# Which length is best for a Top Bar Hive? 3 or 4 feet?



## BobRagsdale (Nov 23, 2014)

Quite often I see discussions pop up regarding one hive length or another, and which is best. My hives, based on Wyatt Mangum's design, are three feet in length. I see that a lot of other people advocate Michael Bush's recommendation of a 4 foot hive, 

As I was reviewing posts to see if there was "best" length I realized that even hives of differing lengths may have very different volumes due to the height and widths of their ends. When I did the calculations I found that most of the recommended hives have pretty similar volumes despite their difference in length.

By my calculations

A 3 foot Wyatt Mangum design has 72 liters of volume.
A 4 foot Michael Bush design has 74.3 liters of volume.
So while there is a 25% difference in length, there is only a 3% difference in volume.

I ran the numbers on several other noted top bar beekeepers and found that nearly all of the recommended hive dimensions yielded a volume somewhere between 72 and 80 liters - only an 11% difference between the smallest and largest.
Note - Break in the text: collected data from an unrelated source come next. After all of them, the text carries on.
PR #1984, opened 2020-09-23
DS-224: Convert Text to latest renderer

cjwhitedev:
## Jira

[https://pegadigitalit.atlassian.net/browse/DS-224](https://pegadigitalit.atlassian.net/browse/DS-224)

## Summary

Convert bolt-text to the latest renderer.

## Details

Convert bolt-text to the latest renderer.

Adds `a` as a tag option to the schema.

## How to test

To test the conversion:

- Review changes
- Test text demos

## Release notes

Deprecated `cite` from bolt-text.


danielamorse (changes requested):
@cjwhitedev looking good. I approve of removing all that commented-out code 👍 

Only regression I found was the "This is the xsmall headline" demo under "Headlines" [here](https://boltdesignsystem.com/pattern-lab/?p=components-text-typographic-recipes). Run locally and compare. It has more letter-spacing currently on master. Pull the latest before you debug. I made some edits:
- Renamed the original `subComponentValues` function to `setDefaultValue` which better describes what it does.
- I added a check for the `url` in the `a` tag switch statement so that `url="undefined"` is never output.

Be sure to mention any meaningful code changes in the PR description. For example, `a` was added to the schema in this PR. That's good to know as a reviewer. Use your judgement, but that change seemed important to me.

You can avoid commits like "for dan's eyes only" 😆 going into git history with the `git commit --amend` flag ([docs](https://www.atlassian.com/git/tutorials/rewriting-history)). I use it all the time. Let me know and we can review it together.

cjwhitedev:
@danielamorse all of these notes have been acted upon besides amending the old commit. Doing so retroactively seems risky.

cjwhitedev:
@danielamorse I just made another update to this while its open. **You had mentioned yesterday that you need to fix some tests before we merge this**, just documenting that here as well.

danielamorse:
To "fix" the failing tests I had to remove `bolt-text` from other component Jest tests: https://github.com/boltdesignsystem/bolt/pull/1984/commits/34f9b16dbb53ef601f458b949aedf53cefdf0835

These tests do not wait long enough for nested components (like `bolt-text`) to finish rendering, so the results it returns are not correct. I spent a bit of time looking for a way to get the tests to wait, but I did not find a solution that works with our current testing setup.

See here for example: https://github.com/boltdesignsystem/bolt/blob/master/packages/testing/testing-helpers/index.js#L53. `customElements` is undefined inside this `renderWC` function. While, it _is_ defined inside the main `test()` function. So, it will never wait for the Promise to resolve.

This requires more time to debug and potentially rebuild our tests. For now, I'm just removing the failing parts of the test.

cc: @colbytcook @remydenton

packages/components/bolt-text/text.schema.js
```diff
@@ -17,7 +17,19 @@ module.exports = {
...
+        'h2',
+        'h3',
+        'h4',
+        'h5',
+        'h6',
+        'p',
+        'div',
+        'span',
+        'cite',
+        'a',
```
mikemai2awesome, line 31: Remove the anchor tag here. Also the `cite`, no one is using that and it doesn't make sense to be here. Only keep headings, paragraph, div, and span.

mikemai2awesome (changes requested):

mikemai2awesome:
Here're the bugs on Safari locally:

1. Tabs disappearing
2. Text color util classes are not working with bolt-text
3. List is not rendering correctly with icons in the item

Screen Shot 2020-10-20 at 11 22 09 AM

packages/components/bolt-text/text.schema.js
cjwhitedev: @mikemai2awesome these have been removed.

docs-site/src/pages/pattern-lab/_patterns/40-components/text/15-text-tag-variations.twig
```diff
@@ -18,4 +18,14 @@
 
     {% include text_code.code_example(text_demo, true) %}
   {% endfor %}
+
+
+{% set anchor_demo %}
+<bolt-text tag="a" url="https://www.google.com">
```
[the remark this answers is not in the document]
cjwhitedev: @mikemai2awesome I have removed this demo for now. We are going to deprecate the use of URL, but do so in a different PR. I made a ticket [here](https://pegadigitalit.atlassian.net/browse/DS-243).

cjwhitedev:
> Here're the bugs on Safari locally:
> 
> 1. Tabs disappearing
> 2. Text color util classes are not working with bolt-text
> 3. List is not rendering correctly with icons in the item

ok @mikemai2awesome this is resolved as we saw in dev huddle. Do you want to just double check that all is well on your system?

mikemai2awesome (approved):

Now when I build my hives I keep them in that range.

I have made two Top Bar Hive Volume Calculators in a Google Spreadsheet that you can try. 

The first tab in the workbook is rather involved but it allows you to do a volume comparison of hives of your dimensions to the recommended dimensions of Mangum, Chandler and Bush.
The second tab is a simple volume calculator for one hive.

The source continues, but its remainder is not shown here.